• _WORKING DATA_:
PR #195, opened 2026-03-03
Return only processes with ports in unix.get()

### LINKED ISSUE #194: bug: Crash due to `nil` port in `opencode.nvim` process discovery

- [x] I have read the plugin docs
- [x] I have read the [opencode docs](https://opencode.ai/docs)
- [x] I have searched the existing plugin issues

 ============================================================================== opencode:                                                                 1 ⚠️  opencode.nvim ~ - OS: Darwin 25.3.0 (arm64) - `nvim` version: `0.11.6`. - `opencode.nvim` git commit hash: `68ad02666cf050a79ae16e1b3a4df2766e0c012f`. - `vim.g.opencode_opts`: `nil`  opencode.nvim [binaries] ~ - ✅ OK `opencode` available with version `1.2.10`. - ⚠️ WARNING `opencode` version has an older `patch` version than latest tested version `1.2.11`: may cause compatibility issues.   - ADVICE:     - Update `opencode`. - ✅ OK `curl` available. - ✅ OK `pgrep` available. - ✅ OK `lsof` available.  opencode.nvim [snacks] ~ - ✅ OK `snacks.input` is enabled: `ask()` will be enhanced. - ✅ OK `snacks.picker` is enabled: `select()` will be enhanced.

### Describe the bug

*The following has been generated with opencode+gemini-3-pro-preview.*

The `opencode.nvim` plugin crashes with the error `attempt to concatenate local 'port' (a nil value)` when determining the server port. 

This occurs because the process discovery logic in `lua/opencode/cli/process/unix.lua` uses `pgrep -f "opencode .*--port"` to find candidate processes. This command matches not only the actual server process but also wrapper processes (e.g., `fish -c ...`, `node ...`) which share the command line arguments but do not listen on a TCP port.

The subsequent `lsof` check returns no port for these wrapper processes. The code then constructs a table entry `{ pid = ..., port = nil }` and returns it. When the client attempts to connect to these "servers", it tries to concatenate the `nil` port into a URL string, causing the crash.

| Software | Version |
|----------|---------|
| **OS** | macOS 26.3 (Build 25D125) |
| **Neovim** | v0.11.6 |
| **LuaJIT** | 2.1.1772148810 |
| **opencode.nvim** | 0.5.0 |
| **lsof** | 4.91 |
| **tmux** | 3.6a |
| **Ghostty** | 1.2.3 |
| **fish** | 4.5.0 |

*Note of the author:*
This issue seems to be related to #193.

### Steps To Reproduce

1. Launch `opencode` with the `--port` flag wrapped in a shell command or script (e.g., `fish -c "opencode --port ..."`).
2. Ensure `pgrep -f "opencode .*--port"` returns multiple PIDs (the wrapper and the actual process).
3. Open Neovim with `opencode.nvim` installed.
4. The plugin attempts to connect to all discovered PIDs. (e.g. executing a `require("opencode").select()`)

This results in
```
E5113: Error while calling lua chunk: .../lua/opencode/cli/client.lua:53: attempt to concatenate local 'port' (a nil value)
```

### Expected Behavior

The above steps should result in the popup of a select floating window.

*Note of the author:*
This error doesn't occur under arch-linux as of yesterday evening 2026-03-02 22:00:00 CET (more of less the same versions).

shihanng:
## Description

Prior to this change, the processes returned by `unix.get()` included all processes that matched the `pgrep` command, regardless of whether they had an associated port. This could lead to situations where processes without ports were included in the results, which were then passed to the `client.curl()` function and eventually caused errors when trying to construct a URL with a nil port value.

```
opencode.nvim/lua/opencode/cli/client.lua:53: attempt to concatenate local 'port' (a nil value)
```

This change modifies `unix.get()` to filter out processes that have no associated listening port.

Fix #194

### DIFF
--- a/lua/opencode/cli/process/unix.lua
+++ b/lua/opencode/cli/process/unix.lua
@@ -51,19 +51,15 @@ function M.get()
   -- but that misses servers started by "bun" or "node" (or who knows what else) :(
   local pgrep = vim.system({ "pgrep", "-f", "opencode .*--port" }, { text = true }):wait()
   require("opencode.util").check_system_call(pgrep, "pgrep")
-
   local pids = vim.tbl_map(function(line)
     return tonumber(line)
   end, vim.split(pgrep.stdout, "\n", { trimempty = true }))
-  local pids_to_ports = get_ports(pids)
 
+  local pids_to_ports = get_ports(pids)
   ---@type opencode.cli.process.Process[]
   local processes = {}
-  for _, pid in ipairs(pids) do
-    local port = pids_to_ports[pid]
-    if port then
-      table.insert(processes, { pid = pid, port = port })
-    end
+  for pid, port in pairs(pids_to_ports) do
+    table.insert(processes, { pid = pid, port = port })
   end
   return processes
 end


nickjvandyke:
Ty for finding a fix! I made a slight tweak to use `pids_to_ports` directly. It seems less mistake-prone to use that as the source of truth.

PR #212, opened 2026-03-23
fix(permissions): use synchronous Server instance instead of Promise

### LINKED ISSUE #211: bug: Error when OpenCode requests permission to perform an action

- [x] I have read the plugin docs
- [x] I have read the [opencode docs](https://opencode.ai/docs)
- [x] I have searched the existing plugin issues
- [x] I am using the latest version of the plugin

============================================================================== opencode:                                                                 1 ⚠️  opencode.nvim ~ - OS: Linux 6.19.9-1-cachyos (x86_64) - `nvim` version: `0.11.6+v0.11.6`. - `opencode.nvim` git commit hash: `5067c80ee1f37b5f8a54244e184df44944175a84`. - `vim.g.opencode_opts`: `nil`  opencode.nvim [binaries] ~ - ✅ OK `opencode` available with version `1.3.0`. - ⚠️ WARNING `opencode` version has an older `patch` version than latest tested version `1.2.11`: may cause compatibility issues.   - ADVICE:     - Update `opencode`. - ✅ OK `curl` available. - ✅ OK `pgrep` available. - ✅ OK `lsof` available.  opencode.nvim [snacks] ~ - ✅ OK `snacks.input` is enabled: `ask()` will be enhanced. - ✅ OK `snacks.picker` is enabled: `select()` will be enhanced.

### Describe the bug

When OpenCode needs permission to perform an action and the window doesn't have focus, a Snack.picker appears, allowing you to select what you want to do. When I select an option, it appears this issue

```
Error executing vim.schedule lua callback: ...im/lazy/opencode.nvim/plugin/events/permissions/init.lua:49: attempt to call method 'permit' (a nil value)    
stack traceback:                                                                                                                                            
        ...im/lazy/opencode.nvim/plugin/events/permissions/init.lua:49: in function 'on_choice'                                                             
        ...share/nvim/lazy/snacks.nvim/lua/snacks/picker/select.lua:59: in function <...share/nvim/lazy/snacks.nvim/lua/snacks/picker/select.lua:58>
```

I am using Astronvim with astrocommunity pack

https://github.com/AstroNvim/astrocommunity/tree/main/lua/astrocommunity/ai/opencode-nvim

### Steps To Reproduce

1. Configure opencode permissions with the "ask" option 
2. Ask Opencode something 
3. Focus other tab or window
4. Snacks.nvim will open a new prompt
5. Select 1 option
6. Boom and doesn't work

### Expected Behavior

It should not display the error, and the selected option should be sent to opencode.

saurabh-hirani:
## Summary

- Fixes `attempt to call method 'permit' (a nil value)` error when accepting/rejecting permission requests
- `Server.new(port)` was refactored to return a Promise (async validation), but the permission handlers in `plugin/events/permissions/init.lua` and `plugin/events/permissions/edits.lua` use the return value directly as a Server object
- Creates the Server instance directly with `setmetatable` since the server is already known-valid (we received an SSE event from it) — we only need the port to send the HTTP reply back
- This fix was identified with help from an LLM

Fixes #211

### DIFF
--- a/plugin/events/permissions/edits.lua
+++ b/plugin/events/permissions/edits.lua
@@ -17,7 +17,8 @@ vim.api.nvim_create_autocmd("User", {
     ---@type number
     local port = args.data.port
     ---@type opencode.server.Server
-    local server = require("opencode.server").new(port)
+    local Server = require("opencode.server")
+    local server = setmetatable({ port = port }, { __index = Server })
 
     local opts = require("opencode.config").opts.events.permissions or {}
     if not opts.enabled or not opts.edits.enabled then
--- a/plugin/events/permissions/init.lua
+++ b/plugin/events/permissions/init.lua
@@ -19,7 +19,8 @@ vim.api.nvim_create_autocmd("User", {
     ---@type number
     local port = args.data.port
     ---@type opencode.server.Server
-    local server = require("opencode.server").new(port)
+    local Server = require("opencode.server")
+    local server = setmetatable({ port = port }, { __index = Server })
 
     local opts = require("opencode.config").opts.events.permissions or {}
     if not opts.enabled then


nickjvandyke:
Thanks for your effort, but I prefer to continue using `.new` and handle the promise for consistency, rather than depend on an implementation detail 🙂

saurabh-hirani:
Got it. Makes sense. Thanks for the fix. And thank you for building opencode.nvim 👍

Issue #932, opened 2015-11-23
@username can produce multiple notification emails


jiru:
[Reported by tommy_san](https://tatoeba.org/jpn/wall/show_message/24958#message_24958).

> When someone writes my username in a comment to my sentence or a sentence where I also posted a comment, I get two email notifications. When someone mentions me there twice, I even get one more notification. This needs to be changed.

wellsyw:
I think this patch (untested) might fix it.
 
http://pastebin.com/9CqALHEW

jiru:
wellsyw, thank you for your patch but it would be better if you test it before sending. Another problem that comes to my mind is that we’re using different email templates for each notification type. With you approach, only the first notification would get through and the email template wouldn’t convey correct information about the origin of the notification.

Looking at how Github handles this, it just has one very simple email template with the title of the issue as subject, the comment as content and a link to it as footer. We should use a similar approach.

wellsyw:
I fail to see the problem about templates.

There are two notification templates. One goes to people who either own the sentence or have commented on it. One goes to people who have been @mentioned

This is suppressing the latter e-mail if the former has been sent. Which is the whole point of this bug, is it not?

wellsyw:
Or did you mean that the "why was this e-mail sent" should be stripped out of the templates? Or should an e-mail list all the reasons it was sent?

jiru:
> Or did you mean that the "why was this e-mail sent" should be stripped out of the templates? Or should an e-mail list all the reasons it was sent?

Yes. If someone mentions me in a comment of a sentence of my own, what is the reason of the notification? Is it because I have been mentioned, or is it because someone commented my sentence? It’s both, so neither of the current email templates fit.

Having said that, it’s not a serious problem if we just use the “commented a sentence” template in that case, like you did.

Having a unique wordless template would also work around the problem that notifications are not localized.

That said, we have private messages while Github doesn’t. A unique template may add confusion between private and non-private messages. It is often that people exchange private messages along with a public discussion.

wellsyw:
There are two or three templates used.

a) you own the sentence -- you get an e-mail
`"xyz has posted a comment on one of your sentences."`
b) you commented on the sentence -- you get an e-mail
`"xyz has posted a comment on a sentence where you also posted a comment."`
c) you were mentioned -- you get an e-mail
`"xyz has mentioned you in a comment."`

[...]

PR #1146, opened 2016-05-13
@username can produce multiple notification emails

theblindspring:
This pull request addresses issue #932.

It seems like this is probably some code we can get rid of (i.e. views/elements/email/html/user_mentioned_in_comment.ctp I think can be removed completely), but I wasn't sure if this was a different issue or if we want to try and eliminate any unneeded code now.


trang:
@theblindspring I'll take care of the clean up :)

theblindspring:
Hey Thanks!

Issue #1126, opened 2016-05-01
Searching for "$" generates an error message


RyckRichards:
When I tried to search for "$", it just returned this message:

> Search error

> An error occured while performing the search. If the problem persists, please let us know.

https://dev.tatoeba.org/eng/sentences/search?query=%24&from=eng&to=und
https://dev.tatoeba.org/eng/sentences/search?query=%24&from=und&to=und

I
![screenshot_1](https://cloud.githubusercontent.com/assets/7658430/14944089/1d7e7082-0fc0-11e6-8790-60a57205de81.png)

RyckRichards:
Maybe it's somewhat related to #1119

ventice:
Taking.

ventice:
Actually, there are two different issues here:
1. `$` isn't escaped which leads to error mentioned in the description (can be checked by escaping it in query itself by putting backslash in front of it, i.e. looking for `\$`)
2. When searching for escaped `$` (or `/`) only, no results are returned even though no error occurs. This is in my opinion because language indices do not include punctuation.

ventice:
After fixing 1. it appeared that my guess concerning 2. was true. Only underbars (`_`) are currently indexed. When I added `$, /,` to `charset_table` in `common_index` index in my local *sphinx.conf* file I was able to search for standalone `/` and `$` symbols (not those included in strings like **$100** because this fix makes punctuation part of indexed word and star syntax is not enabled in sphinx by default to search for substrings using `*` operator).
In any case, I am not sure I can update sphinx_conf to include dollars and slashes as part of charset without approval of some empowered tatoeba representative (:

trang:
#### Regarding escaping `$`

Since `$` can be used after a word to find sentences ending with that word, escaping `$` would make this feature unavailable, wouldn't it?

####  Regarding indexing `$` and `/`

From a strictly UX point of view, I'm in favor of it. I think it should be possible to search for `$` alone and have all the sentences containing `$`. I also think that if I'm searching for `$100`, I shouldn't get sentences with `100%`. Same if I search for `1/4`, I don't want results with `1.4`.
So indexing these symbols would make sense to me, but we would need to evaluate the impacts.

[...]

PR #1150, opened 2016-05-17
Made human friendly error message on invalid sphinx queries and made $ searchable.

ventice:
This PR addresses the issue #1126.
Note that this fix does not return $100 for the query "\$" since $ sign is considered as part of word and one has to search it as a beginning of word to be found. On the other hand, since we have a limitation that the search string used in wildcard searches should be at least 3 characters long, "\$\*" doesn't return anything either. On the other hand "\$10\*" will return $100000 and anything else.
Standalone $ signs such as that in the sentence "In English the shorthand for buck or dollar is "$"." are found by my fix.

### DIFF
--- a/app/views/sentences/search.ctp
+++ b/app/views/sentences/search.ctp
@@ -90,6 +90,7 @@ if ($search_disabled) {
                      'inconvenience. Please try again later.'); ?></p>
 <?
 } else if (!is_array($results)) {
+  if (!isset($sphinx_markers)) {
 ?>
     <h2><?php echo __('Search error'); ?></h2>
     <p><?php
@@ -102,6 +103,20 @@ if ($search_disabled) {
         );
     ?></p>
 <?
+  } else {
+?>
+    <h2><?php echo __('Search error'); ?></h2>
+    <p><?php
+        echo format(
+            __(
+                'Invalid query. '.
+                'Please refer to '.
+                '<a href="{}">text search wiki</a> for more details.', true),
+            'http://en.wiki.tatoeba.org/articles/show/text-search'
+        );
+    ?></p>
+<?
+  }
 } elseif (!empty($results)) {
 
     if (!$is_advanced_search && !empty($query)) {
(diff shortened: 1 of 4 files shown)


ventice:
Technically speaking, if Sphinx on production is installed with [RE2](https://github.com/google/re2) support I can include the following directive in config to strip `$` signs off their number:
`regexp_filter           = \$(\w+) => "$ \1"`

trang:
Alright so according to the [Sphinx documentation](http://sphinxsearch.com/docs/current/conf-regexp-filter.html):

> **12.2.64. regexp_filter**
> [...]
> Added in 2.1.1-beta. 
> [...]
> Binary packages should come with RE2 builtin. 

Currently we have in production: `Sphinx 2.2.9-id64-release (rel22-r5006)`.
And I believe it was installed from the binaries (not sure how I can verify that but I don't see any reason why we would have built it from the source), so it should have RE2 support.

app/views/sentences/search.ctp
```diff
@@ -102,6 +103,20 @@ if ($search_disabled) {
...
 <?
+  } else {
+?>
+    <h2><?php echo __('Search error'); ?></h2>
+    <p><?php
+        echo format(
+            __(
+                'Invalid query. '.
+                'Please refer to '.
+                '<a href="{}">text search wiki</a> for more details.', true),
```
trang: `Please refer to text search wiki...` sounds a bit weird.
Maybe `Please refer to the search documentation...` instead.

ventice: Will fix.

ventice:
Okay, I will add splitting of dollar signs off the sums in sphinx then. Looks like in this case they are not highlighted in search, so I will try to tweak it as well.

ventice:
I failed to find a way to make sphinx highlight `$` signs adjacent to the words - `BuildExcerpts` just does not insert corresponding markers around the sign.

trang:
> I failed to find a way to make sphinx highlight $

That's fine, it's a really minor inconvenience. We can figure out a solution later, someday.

• _AIM OF THE EXERCISE_:
Search the listing for "needs" and show every line where it occurs.

• _SOLUTION_:
When OpenCode needs permission to perform an action and the window doesn't have focus, a Snack.picker appears, allowing you to select what you want to do. When I select an option, it appears this issue
> When someone writes my username in a comment to my sentence or a sentence where I also posted a comment, I get two email notifications. When someone mentions me there twice, I even get one more notification. This needs to be changed.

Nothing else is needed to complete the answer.